His apparent decline in popularity may have been as much a reflection of the public's changing taste for entertainment as it was a comment on his act. By the time L'Estrange returned to Sydney to attempt his second harbour crossing in 1882, the city was awash with Blondin imitators performing increasingly dangerous, and probably illegal, feats. At least five were performing in Sydney from 1880 under variations of the title from the "Young Blondin" (Alfred Row) to the "Blondin Brothers" (Alexander and Collins), the "Great Australian Blondin" (James Alexander), the "original Australian Blondin" (Collins), the "Great Australian Blondin" (Signor Vertelli), the "Female Australian Blondin" (Azella) and another "Australian Blondin" (Charles Jackson).

In 1886 L'Estrange again applied to the Sydney City Council for permission to establish an amusement ride called "The Rocker" in Belmore Park. The Rocker consisted of a boat which, propelled by horsepower, gave the impression of being at sea. Permission was granted but like his juvenile pleasure grounds, there is no evidence that it was ever erected. After this, L'Estrange slipped from view in Sydney. In 1894 Edwin L'Estrange "who a few years ago acquired some celebrity as the Australian Blondin" appeared in court in Fitzroy, Victoria having been knocked down and run over by a horse and buggy being driven by a commercial traveller. The driver was fined and L'Estrange's injuries are not recorded.

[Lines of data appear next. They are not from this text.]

PR #135, opened 2020-12-15
Show clear progress indication

### LINKED ISSUE #101: Show the progress of the import and export process
Create a ui that conveys clearly the current status of importing/exporting.

This will have two parts:

1. An accounts state in the ui code that gets updated by listening to events.
2. A component showing each account and its current status.

brafdlog:
Closes #101 

progress

- [x] Implement account state that gets updated by listening to events
- [x] Make more room for status indication
- [ ] ~~Move account state to the store~~ (skipping for now)
- [x] Show the company logos on the account cards
- [x] Simplify event types and make them consistent
- [x] Add the option to show the full log of the account, not just the last message
- [x] In case of a general error, show a modal


baruchiro:
> - [ ] Move account state to the store

Can you explain why? Is it just to easily access that data?

Because please note that the store state is not saved in the filesystem, because I think that kind of data shouldn't be persisted between launch.

I think the persisted data is for the specific Vuex module, so maybe all you need is to create another module for your data.

brafdlog:
> > * [ ]  Move account state to the store
> 
> Can you explain why? Is it just to easily access that data?
> 
> Because please note that the store state is not saved in the filesystem, because I think that kind of data shouldn't be persisted between launch.
> 
> I think the persisted data is for the specific Vuex module, so maybe all you need is to create another module for your data.

Its not super important. Just to be consistent. As you said, if I do it I will make it a separate module that is not persisted because it doesn't make sense to persist.

brafdlog:
@baruchiro This is ready for review now

src/accountsMetadata.ts
```diff
@@ -0,0 +1,106 @@
...
+    companyKey: CompanyTypes.visaCal,
+    companyName: 'ויזה כאל',
+    logo: buildLogoUrl('visa-cal.jpeg')
+  },
+  [CompanyTypes.discount]: {
+    companyKey: CompanyTypes.discount,
+    companyName: 'דיסקונט',
+    logo: buildLogoUrl('discount.jpeg')
+  },
+  [OutputVendorName.CSV]: {
```
baruchiro, line 80: I think it should be in a different object. You need to seperate the objects, then you have more control when you're looping on the list.

src/accountsMetadata.ts
```diff
@@ -0,0 +1,106 @@
+import { OutputVendorName } from '@/originalBudgetTrackingApp/configManager/configManager';
+import { CompanyTypes } from 'israeli-bank-scrapers-core';
```
baruchiro, line 2: I'm thinking about the `israeli-bank-scrapers` updates. If we want to derived their list to attach some custom data, I think it will be good if we validate that we calling the `CompanyTypes` from the `israeli-bank-scrapers` only in one place.

Because now, we're calling this also in the `configManager`, and it can create a mismatch.

src/accountsMetadata.ts
```diff
@@ -0,0 +1,106 @@
...
+    logo: buildLogoUrl('max.jpeg',)
+  },
+  [CompanyTypes.amex]: {
+    companyKey: CompanyTypes.amex,
+    companyName: 'American Express',
+    logo: buildLogoUrl('americanExpress.jpeg')
+  },
+  [CompanyTypes.beinleumi]: {
+    companyKey: CompanyTypes.beinleumi,
+    companyName: 'הבינלאומי',
```
baruchiro, line 27: I think we need a font for Hebrew... just note

src/components/app/MainContent.vue
```diff
@@ -36,48 +68,56 @@ const statusToColor = {
...
+    const config = store.getters.Config;
     const scrapingStatus = ref('NOT_STARTED' as keyof typeof statusToColor);
+    const generalError = ref<string>('');
     const inProgress = computed(() => scrapingStatus.value === 'IN_PROGRESS');
     const btnColor = computed(() => statusToColor[scrapingStatus.value]);
-    const entries = ref([] as LogEntry[]);
+    const showAccountCards = computed(() => scrapingStatus.value !== 'NOT_STARTED');
 
-    const eventPublisher = LogsEventEmitter((entry) => entries.value.push(entry));
+    const accountsState = reactive(new AccountsState(config.getActiveImporters, config.getActiveExporters));
```
baruchiro, line 82: I think because only the **initial value** is comes from the **store**, when the store changed, the `accountsState` not updating.

For example, try to run once (to load the component) then add another Importer or enable Exporter, and it will not show.

src/components/app/accountsState.ts
```diff
@@ -0,0 +1,80 @@
...
+
+export class ImporterState extends AccountState {
+
+}
+
+export class ExporterState extends AccountState {
+
+}
+
+export class AccountsState {
```
baruchiro, line 37: Maybe rename to `ScrapingState` to different from the very similar name `AccountState`?

src/components/app/accountsState.ts
```diff
@@ -0,0 +1,80 @@
...
+    this.importers = [];
+    this.exporters = [];
+
+    importersConfig.forEach(({ id, name }) => {
+      this.importers.push(new ImporterState({ id, name }));
+    });
+
+    exportersConfig.forEach(({ id, name }) => {
+      this.exporters.push(new ExporterState({ id, name }));
+    });
```
baruchiro, line 52:
```suggestion
    this.importers = importersConfig.map((importer) => new ImporterState(importer));
    this.exporters = exportersConfig.map((exporter) => new ExporterState(exporter));
```

src/components/app/accountsState.ts
```diff
@@ -0,0 +1,80 @@
+// eslint-disable-next-line max-classes-per-file
```
baruchiro, line 1: Note- We need to note if this file coupled to the UI, or it can define a general way to handle and track events, and if so, it should be in the "backend" side.

src/originalBudgetTrackingApp/eventEmitters/EventEmitter.ts
```diff
@@ -19,53 +20,87 @@ export enum EventNames {
...
-}
+  vendorId?: CompanyTypes | OutputVendorName;
+
+  accountStatus?: AccountStatus;
 
-interface ImporterEndEvent extends ImporterEvent {
- transactions: EnrichedTransaction[]
+  error?: Error;
+
+  accountType?: AccountType;
```
baruchiro, line 40: Ok, it also related to my other comment. I'm not sure how much the Importers and Exporters are similar, and if they should have the same logic.
But lets keep it for now, until we will be smarter.

baruchiro:
Also need a way to return the Config Editor, because you will not see it after your first click on Run.

src/accountsMetadata.ts
```diff
@@ -0,0 +1,106 @@
...
+
+type AccountKey = CompanyTypes | OutputVendorName;
+
+export type AccountMetadata = {
+  companyKey: string;
+  companyName: string;
+  logo: string;
+}
+
+const PUBLIC_STORAGE_PREFIX = 'https://budget-tracking-public.s3.eu-central-1.amazonaws.com/logos';
```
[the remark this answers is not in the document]
brafdlog: No good reason. Will change

src/accountsMetadata.ts
brafdlog: I will export it from the originalBudgetTracking index file so the ui code will not import it directly from the israeli-bank-scrapers library to give us more control

src/accountsMetadata.ts
brafdlog: ok. Lets deal with that when we do some more investing in hebrew

src/components/app/accountsState.ts
brafdlog: I thought about it. But it isn't scraping state because it includes the exporters too.

It actually is AccountsState because AccountState is of a single account and this is basically a container for many of those AccountState objects :) 

WDYT?

src/components/app/accountsState.ts
brafdlog: Good question. I assumed this is ui state (I was planning to move it to the store) and thats why I put it under the ui code. If we see need for such state in the backend code, either will move this there or create another state there with just what the backend needs.

src/components/app/MainContent.vue
brafdlog: Thats true. Solved this by creating a new AccountsState every time we start scraping. This actually makes sense because this basically contains the status of the process so every time we run again the status starts from scratch.

src/components/app/accountsState.ts
baruchiro: Fine, it's not important.

Just because I didn't understand it immediately until I figure that there is class `AccountsState` and `AccountState`.

In VSCode you don't have problems like that.

baruchiro (approved):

==Other 'Australian Blondins'==

It appears L'Estrange was the first 'Australian Blondin', but several others used the name, such as Alfred Row as the Young Blondin, and James Alexander as the great Australian Blondin.

== In popular culture ==
A children's book featuring L'Estrange's exploits entitled The Marvellous Funambulist of Middle Harbour and Other Sydney Firsts was published in 2015.